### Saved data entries
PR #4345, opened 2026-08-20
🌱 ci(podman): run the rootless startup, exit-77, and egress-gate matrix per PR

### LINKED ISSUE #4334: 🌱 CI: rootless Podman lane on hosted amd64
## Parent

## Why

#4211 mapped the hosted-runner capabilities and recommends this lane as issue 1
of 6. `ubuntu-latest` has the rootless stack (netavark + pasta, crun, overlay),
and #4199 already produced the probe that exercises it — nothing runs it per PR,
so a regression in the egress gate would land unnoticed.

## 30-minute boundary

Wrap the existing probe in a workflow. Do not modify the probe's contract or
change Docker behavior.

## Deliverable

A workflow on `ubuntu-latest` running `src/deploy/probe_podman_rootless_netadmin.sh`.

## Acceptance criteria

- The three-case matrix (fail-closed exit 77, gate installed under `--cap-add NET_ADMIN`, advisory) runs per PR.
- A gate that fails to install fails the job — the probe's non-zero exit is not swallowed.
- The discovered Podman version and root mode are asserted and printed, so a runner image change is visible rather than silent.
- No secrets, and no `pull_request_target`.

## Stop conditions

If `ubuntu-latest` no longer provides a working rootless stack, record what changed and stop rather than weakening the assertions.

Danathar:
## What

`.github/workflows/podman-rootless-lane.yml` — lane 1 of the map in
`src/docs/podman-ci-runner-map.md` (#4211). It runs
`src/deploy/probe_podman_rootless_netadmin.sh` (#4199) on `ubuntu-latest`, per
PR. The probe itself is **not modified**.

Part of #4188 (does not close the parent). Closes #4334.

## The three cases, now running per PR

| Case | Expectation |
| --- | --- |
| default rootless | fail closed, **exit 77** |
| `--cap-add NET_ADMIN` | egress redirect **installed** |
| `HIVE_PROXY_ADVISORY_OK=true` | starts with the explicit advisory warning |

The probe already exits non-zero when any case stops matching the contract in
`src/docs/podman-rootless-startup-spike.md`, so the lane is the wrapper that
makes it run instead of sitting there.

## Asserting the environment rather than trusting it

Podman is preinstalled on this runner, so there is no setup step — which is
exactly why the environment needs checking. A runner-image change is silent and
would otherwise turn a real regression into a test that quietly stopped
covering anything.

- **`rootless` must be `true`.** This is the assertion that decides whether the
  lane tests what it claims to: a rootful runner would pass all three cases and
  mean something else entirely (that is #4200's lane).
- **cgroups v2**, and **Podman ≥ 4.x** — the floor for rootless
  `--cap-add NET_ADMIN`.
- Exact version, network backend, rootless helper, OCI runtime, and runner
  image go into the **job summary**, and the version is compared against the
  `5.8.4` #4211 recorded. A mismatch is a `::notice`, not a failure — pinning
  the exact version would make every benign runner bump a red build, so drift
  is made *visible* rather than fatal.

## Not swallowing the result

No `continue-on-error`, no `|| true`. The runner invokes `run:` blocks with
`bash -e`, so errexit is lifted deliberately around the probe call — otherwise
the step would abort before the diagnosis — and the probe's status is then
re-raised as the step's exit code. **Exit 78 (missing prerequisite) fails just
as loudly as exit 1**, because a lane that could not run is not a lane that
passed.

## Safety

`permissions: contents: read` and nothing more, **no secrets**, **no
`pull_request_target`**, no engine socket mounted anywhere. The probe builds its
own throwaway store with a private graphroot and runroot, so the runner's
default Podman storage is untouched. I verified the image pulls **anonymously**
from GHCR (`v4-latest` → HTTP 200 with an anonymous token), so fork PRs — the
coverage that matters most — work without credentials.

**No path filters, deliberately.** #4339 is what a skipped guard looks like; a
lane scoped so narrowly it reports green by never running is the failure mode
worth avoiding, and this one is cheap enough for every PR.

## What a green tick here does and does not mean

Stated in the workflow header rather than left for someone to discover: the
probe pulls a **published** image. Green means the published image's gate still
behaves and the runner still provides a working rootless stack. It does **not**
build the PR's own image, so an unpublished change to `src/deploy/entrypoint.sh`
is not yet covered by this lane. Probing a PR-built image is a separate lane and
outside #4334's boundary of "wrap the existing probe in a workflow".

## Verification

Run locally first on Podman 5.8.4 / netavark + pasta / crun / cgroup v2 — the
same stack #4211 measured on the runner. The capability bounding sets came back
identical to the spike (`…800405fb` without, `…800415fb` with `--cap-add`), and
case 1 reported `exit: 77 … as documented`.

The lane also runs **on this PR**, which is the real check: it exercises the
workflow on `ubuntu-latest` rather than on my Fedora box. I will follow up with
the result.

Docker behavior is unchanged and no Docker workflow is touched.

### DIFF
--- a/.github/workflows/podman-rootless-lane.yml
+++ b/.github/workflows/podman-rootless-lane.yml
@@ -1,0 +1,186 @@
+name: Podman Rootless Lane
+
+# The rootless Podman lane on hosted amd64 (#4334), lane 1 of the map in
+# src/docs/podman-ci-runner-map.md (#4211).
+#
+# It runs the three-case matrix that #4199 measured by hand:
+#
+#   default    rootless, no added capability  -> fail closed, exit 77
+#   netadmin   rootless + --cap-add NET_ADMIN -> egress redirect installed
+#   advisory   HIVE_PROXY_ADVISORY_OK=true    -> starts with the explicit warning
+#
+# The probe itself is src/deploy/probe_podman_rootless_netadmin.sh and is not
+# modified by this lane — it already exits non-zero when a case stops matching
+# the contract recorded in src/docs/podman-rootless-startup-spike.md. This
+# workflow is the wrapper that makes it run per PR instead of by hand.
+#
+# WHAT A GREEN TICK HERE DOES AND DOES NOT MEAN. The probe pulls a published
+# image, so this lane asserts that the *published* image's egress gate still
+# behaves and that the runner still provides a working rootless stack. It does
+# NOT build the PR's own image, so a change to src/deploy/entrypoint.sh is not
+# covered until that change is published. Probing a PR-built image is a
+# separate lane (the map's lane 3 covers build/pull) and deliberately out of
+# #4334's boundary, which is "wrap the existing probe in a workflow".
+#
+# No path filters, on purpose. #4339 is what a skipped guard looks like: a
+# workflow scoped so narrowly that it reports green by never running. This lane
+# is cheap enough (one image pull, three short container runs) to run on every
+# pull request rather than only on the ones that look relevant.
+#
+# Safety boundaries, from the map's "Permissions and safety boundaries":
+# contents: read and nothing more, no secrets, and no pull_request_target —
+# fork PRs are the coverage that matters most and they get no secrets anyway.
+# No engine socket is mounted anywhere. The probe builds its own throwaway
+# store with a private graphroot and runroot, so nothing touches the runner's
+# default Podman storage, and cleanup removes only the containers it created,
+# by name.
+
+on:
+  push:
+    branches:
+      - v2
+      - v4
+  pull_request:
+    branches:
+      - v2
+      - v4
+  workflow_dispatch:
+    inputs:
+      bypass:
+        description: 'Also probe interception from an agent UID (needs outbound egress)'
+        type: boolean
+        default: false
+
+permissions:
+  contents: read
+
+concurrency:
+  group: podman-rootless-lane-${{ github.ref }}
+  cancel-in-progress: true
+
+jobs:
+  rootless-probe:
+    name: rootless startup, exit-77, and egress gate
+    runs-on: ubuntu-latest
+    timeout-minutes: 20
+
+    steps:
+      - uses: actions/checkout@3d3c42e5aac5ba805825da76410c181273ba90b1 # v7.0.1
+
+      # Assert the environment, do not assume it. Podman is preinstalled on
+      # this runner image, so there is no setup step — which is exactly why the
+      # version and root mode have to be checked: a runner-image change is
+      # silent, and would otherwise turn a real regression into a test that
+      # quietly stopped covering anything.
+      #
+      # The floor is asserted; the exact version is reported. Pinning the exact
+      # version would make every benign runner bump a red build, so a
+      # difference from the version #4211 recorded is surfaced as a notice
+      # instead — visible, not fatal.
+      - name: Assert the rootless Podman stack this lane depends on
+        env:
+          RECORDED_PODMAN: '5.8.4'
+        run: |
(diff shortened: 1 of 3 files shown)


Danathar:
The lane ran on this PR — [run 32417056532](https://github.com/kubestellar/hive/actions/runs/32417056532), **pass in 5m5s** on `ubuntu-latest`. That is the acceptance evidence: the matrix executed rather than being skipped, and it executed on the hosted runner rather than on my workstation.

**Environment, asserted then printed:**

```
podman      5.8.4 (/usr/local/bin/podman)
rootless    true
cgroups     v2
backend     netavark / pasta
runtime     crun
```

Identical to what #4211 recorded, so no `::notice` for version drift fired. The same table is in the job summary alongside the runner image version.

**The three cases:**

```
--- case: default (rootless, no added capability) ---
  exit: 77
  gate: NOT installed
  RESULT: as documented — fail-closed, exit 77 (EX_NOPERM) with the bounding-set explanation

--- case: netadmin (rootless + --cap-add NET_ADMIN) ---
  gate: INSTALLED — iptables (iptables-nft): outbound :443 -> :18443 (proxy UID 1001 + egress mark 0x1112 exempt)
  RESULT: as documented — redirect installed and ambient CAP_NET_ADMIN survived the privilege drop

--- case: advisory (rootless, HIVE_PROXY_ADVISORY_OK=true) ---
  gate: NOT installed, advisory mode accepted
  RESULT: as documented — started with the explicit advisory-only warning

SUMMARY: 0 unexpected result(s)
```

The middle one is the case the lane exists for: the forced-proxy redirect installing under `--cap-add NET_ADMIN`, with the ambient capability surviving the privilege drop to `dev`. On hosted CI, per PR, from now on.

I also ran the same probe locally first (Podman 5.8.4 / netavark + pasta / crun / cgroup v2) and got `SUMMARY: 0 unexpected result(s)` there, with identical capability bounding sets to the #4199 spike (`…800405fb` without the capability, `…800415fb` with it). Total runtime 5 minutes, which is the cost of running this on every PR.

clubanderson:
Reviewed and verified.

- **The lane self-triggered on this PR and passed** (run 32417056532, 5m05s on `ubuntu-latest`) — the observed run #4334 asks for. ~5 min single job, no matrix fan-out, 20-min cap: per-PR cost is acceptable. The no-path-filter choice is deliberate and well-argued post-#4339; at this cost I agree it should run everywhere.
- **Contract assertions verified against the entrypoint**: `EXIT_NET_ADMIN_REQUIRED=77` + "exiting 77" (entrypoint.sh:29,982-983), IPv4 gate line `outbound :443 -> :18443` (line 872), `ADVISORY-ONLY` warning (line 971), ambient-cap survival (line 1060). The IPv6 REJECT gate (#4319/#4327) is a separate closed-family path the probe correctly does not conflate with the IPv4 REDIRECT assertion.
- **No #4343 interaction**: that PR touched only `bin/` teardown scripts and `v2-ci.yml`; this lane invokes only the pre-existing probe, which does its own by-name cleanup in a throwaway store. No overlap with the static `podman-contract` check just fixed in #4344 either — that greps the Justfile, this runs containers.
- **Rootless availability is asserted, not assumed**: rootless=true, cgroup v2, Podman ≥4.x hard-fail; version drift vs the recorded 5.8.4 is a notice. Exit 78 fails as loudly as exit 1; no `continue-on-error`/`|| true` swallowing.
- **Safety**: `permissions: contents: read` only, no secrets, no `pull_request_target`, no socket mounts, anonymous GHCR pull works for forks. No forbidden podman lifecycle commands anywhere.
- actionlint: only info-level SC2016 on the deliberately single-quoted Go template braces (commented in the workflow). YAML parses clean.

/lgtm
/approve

### YOUR TASK
Look above for the line that contains "the explicit warning". Starting there, transcribe every line exactly until you have copied the line that contains "and egress gate".

### OUTPUT
+#   advisory   HIVE_PROXY_ADVISORY_OK=true    -> starts with the explicit warning
+#
+# The probe itself is src/deploy/probe_podman_rootless_netadmin.sh and is not
+# modified by this lane — it already exits non-zero when a case stops matching
+# the contract recorded in src/docs/podman-rootless-startup-spike.md. This
+# workflow is the wrapper that makes it run per PR instead of by hand.
+#
+# WHAT A GREEN TICK HERE DOES AND DOES NOT MEAN. The probe pulls a published
+# image, so this lane asserts that the *published* image's egress gate still
+# behaves and that the runner still provides a working rootless stack. It does
+# NOT build the PR's own image, so a change to src/deploy/entrypoint.sh is not
+# covered until that change is published. Probing a PR-built image is a
+# separate lane (the map's lane 3 covers build/pull) and deliberately out of
+# #4334's boundary, which is "wrap the existing probe in a workflow".
+#
+# No path filters, on purpose. #4339 is what a skipped guard looks like: a
+# workflow scoped so narrowly that it reports green by never running. This lane
+# is cheap enough (one image pull, three short container runs) to run on every
+# pull request rather than only on the ones that look relevant.
+#
+# Safety boundaries, from the map's "Permissions and safety boundaries":
+# contents: read and nothing more, no secrets, and no pull_request_target —
+# fork PRs are the coverage that matters most and they get no secrets anyway.
+# No engine socket is mounted anywhere. The probe builds its own throwaway
+# store with a private graphroot and runroot, so nothing touches the runner's
+# default Podman storage, and cleanup removes only the containers it created,
+# by name.
+
+on:
+  push:
+    branches:
+      - v2
+      - v4
+  pull_request:
+    branches:
+      - v2
+      - v4
+  workflow_dispatch:
+    inputs:
+      bypass:
+        description: 'Also probe interception from an agent UID (needs outbound egress)'
+        type: boolean
+        default: false
+
+permissions:
+  contents: read
+
+concurrency:
+  group: podman-rootless-lane-${{ github.ref }}
+  cancel-in-progress: true
+
+jobs:
+  rootless-probe:
+    name: rootless startup, exit-77, and egress gate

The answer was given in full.